Business Week has a relatively upbeat assessment of Silicon Valley's future.

Valley veterans also are quick to note that Silicon Valley is still where the venture-capital community is putting its money. In 2003's second quarter, 33.6% of the country's VC funds went to Valley startups, two points higher than its share in 1996. Venture capitalists, beaten and bruised though they may be, haven't gone away. "Silicon Valley occupies the same central place that it always has" with investors, says John Doerr, a partner at Kleiner, Perkins Caufield & Byers.

Silicon Valley faces problems in part due to a more general skepticism toward tech buying. Information technology buyers have become more reluctant to buy from new small companies which face poor odds of long term survival. They also have tired of buying buggy products that do not turn out to provide much return on investment.

But let's be clear: There will be no return to the frothy foolishness of the boom. With the weak economy, global unrest, and lingering skepticism by buyers, tech spending will probably recover to a modest 6% or so next year, and just shy of its 10% historical average in 2005. The biggest problem: Many IT buyers refuse to purchase anything that won't guarantee a return in six months. "There's a big backlash against technology and a lot of skepticism about what it can do," says technology consultant and author John Hagel III.

Another reason to be optimistic about the amount of future demand for technology is that past spending may turn out to provide bigger benefits than the skeptics have been claiming.

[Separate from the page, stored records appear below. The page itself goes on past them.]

PR #14, opened 2023-01-25
Get rid of reference to /var/lib/config/puppet-generated

kajinamit:
The path was used in TripleO but it no longer makes sense because we'll not use puppet to generate config files.


rebtoor:
@kajinamit you should rebase this patch to main. It's not mergiable as is.

rebtoor:
Tested with `quay.io/ralfieri/openstack-ansibleee-runner:fix-conf-path`

rebtoor (approved):

PR #15, opened 2023-01-25
Raising the bar on code compliance

jpodivin:
Most of the previously ignored style violations have been resolved. This includes unused imports and variables, as well as less intrusive style deficiencies.

Since we are starting essentially from scratch here I believe we should avoid perpetuating some of the issues that plagued our codebase before. Appropriate baseline is essential for this, as it prevents reintroduction of previously resolved problems. 

Any further code ported from tripleo-ansible will possibly require some changes to comply. But since it isn't going to be done in one go it should be manageable, while also offering an opportunity to look over some other cases inviting possible refactor. 

Signed-off-by: Jiri Podivin <jpodivin@redhat.com>

### DIFF
--- a/.pre-commit-config.yaml
+++ b/.pre-commit-config.yaml
@@ -19,10 +19,12 @@ repos:
     hooks:
       - id: flake8
         additional_dependencies: [flake8-typing-imports==1.6.0]
-        entry: flake8 --ignore=E24,E121,E122,E123,E124,E126,E226,E265,E305,E402,F401,F405,E501,E704,F403,F841,W503
-        # TODO(cloudnull): These codes were added to pass the lint check.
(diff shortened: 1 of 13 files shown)


jpodivin:
helpers.py were changed in the previous commit, I'll rebase and push again. At least this proves that the CI works.

rebtoor:
100% agree on this @jpodivin !

jpodivin:
It appears that the pr-check needs to be expanded to other states of PR. It didn't trigger when I force pushed a new patch.

jpodivin:
This should make sure that action is triggered on PR when the hash changes. 
#16

rebtoor (approved):

PR #19, opened 2023-01-27
Linting fixes for roles

rebtoor:
I tried to fix linting errors in every imported role, using FQCN for tasks, fixing indentation, comments, task names and so on.

This first patch has been successfully tested with this image: quay.io/ralfieri/openstack-ansibleee-runner:linting-fixes


edpm_ansible/roles/test_deps/vars/centos-8.yml
```diff
@@ -21,6 +21,6 @@ test_deps_yaml_packages:
 test_deps_selinux_packages:
   - python3-libselinux
 test_deps_edpm_packages:
-  - python3-edpmclient
+  - python3-tripleoclient
```
kajinamit, line 24: We no longer need this client file.

edpm_ansible/roles/test_deps/vars/centos-8.yml
```diff
@@ -21,6 +21,6 @@ test_deps_yaml_packages:
...
   - python3-openstacksdk
-test_deps_edpm_repos: current-edpm
+test_deps_tripleo_repos: current-tripleo
```
kajinamit, line 26: this var is not used so can be removed, I think

kajinamit (changes requested):
I generally agree with the idea but if we fix lint errors then we have to enforce the rules in the job. Please consider updating the pre-commit file to make sure we no longer introduce the regression.

Also, as a side note, I really hope we describe the intention of each commit in commit message. Just 'fixed this role' makes it quite hard to understand why the change was required

edpm_ansible/roles/test_deps/vars/centos-8.yml
rebtoor: ack, removed for every var file.

edpm_ansible/roles/test_deps/vars/centos-8.yml
rebtoor: same as above.

rebtoor:
> I generally agree with the idea but if we fix lint errors then we have to enforce the rules in the job. Please consider updating the pre-commit file to make sure we no longer introduce the regression.

Indeed, I'll open another PR for that, since we need to reach an agreement on which linting test should be disable. (e.g. commands instead of modules, widely used in these roles)

> Also, as a side note, I really hope we describe the intention of each commit in commit message. Just 'fixed this role' makes it quite hard to understand why the change was required

My fault, it started with a mere linting fixing job but i changed some things in few repos.

raukadah:
Based on above image: https://review.rdoproject.org/r/c/testproject/+/46569/95/roles/external_compute_play/templates/edpm-play.yaml.j2#64 and The job is green https://review.rdoproject.org/zuul/build/7d3cae93fda246a9a0fda0b5983a28c6 and here is the logs from the pod
 https://logserver.rdoproject.org/69/46569/95/check/ansibleee-operator-github-rdo-integration-centos-8-crc-singlenode-centos-9-external-compute/7d3cae9/logs/controller/pod/deploy-external-dataplane-compute-wwcj2-logs.txt

PR #20, opened 2023-01-30
Stop creating /var/lib/heat-config

kajinamit:
This directory was used in TripleO but should no longer be used in EDPM which does not use heat.


rebtoor:
@kajinamit please rebase this patch to main.

rebtoor:
Tested with quay.io/ralfieri/openstack-ansibleee-runner:heat-config

rebtoor (approved):

PR #21, opened 2023-01-30
Remove remaining reference to puppet package

kajinamit:
This removes the leftover of the puppet package, which was missed in e5f38797e18ff5639692027e62549870921773f4 .


kajinamit:
This one does not affect actual playbook or modules but only molecule tests which are not yet imported.

rebtoor (approved):

PR #26, opened 2023-02-01
remove edpm_container_image_prepare module

rebtoor:

This python module isn't needed by any roles in this repo and it has "tripleo-common" as its dependency.

If needed will be added in the future.


kajinamit (approved):
We have to decide how we manage containers for external nodes and we might restore this later.
However until we decide the plan we should not keep this incomplete implementation

PR #2844, opened 2022-02-17
Redesign create space screen

denisdimitrov:
Draft PR for the create space screen redesign

Partially fixes: https://github.com/sparkletown/internal-sparkle-issues/issues/1695


src/components/molecules/AdminInput/AdminInput.module.scss
```diff
@@ -0,0 +1,4 @@
+.input {
+  padding: 0.5rem 0.75rem;
```
goran-peoski-work, line 2: Maybe we'll need to copy the old `font-size--root` and `font-size-parent` from the old `constants.scss` file or write similar ones so we can add some meaning to these 0.5 and 0.75...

A recent study by Massachusetts Institute of Technology economist Erik Brynjolfsson and University of Pennsylvania's Lorin M. Hitt says the biggest gains come five to seven years later. If true, last year's 4.8% productivity surge traces to investments made in 1997 or before. And that would mean big gains from the late-'90s technology spendathon are still coming.

Moore's Law and similar patterns of advance with fiber optics and disk storage continually drive up the power of computers. Applications that previously were not feasible come into the realm of the economically possible. In a competitive environment companies have to continually try to develop new ways to cut costs and the steadily advancing power of computers make them the tool of choice for developing means to cut other costs. Therefore they have to invest in IT or be beat by other companies that will make the investments.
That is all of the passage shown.